Telomerase is responsible for adding telomeric DNA repeats at the ends of chromosomes. However, not all cells that produce catalytically active telomerase are capable of telomerase-dependent telomere maintenance. This suggested to Wong et al. that telomerase might be regulated by access to its substrate, as they report in Nature Cell Biology.

The ribonucleoprotein (RNP) telomerase is a complex of protein and RNA that uses an integral RNA component as the template for telomere DNA synthesis by the inbuilt catalytic subunit, telomerase reverse transcriptase (TERT). Regulation occurs at the levels of both RNP accumulation and catalytic activation by RNP association with TERT. To investigate the possibility of a third level of regulation, the authors examined the subcellular localization of a green-fluorescent-protein–human-TERT (GFP–hTERT) fusion protein by confocal microscopy. Conditions were chosen so that hTERT production limited telomerase activation, to ensure maximum incorporation of GFP–hTERT into telomerase RNP complexes.

In fibroblast cells, GFP–hTERT generally showed preferential nucleolar association, although some cells showed a more diffuse distribution. When cells were synchronized, Collins and co-workers found that most cells in G1 phase showed prominent nucleolar fluorescence. By contrast, cells in late S/G2 phase had a more diffuse intranuclear telomerase distribution, coincident with the timing of telomere replication.

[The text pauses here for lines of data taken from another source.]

PR #331, opened 2021-04-09
fix throbber

graft:
Makes the throbber run when any step status is "running".


vulcan/lib/client/jsx/components/vulcan_nav.jsx
```diff
@@ -116,8 +117,12 @@ const Halo = ({radius}) => {
 };
 
 function Logo() {
-  let {state} = useContext(VulcanContext);
-  const {calculating} = state;
+  const {state} = useContext(VulcanContext);
+  const {workflow, status} = state;
+
+  let calculating = workflow ? workflow.steps[0].some(
+    step => statusStringOfStepOrGroupedStep(step, workflow, status) == 'running'
```
coleshaw, line 124: Just curious why you used `statusStringOfStepOrGroupedStep` instead of just `statusOfStep`? If you're pulling steps directly from the workflow, I don't think any will be Grouped Steps...?

corps: It still works either way.  The function behaves the same.  I think using this function is fine.

corps:
Incidentally, to make the selectors easier to discover, I plan to put some namespaces in place that allow us to autocomplete and search for selectors by subject domain (steps / data / etc).  I think right now it's a grab back and hard to memorize the purpose of all these pieces, but ican be improved.

vulcan/lib/client/jsx/components/vulcan_nav.jsx
```diff
@@ -116,8 +117,12 @@ const Halo = ({radius}) => {
...
+  ) : null;
```
corps, line 125: The error is this line -- step status should not be null, either undefined or StepStatus.  I'd make this undefined to fit the types.

vulcan/lib/client/jsx/selectors/workflow_selectors.ts
```diff
@@ -24,7 +24,7 @@ export function stepOfStatus(stepStatus: StepStatus | string, workflow: Workflow
 
 export function statusOfStep(step: WorkflowStep | string, status: VulcanState['status']): StepStatus | undefined {
   const stepName = (typeof step === 'string' ? step : step.name);
-  return status[0].find(s => s.name === stepName);
+  return status[0] ? status[0].find(s => s.name === stepName) : null;
```
corps, line 27: Same.  Return undefined here to match the type.

vulcan/lib/client/jsx/components/vulcan_nav.jsx
graft: It seems statusString... does some additional work: `return statusOfStep(step, status)?.status || STATUS.PENDING; ` - I tried using statusOfStep at first but duplicating this logic in the throbber seems like a bad idea.

coleshaw: Ah, okay! :+1:

coleshaw (approved):
Looks good!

They then went on to study the impact of oncogenic transformation and DNA damage on the subnuclear localization of catalytically active telomerase. In tumour and transformed cells, telomerase was almost completely dissociated from nucleoli at all stages of the cell cycle. And introduction of the SV40 genome with the T-antigen oncogene into a primary cell line was enough to release telomerase from nucleoli into the nucleoplasm.

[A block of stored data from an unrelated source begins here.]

PR #333, opened 2021-04-09
provide clearer error message on Archimedes OOM

coleshaw:
This PR is a small fix to provide better feedback to the user when an Archimedes container fails due to a 137 error (out of memory).

Not sure there is anything else we can do, since it seems like it's on the cell author to refactor their code?


graft (approved):

corps (approved):
Nice!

Exposure of both primary and transformed cells to ionizing radiation caused a pronounced relocalization of GFP–hTERT to the nucleoli. This suggests that removing telomerase from damaged DNA reduces the potential for inappropriate repair of DNA breaks by telomere synthesis. The obvious next step would be to study the molecular mechanisms that underlie this phenomenon of subnuclear telomerase shuttling.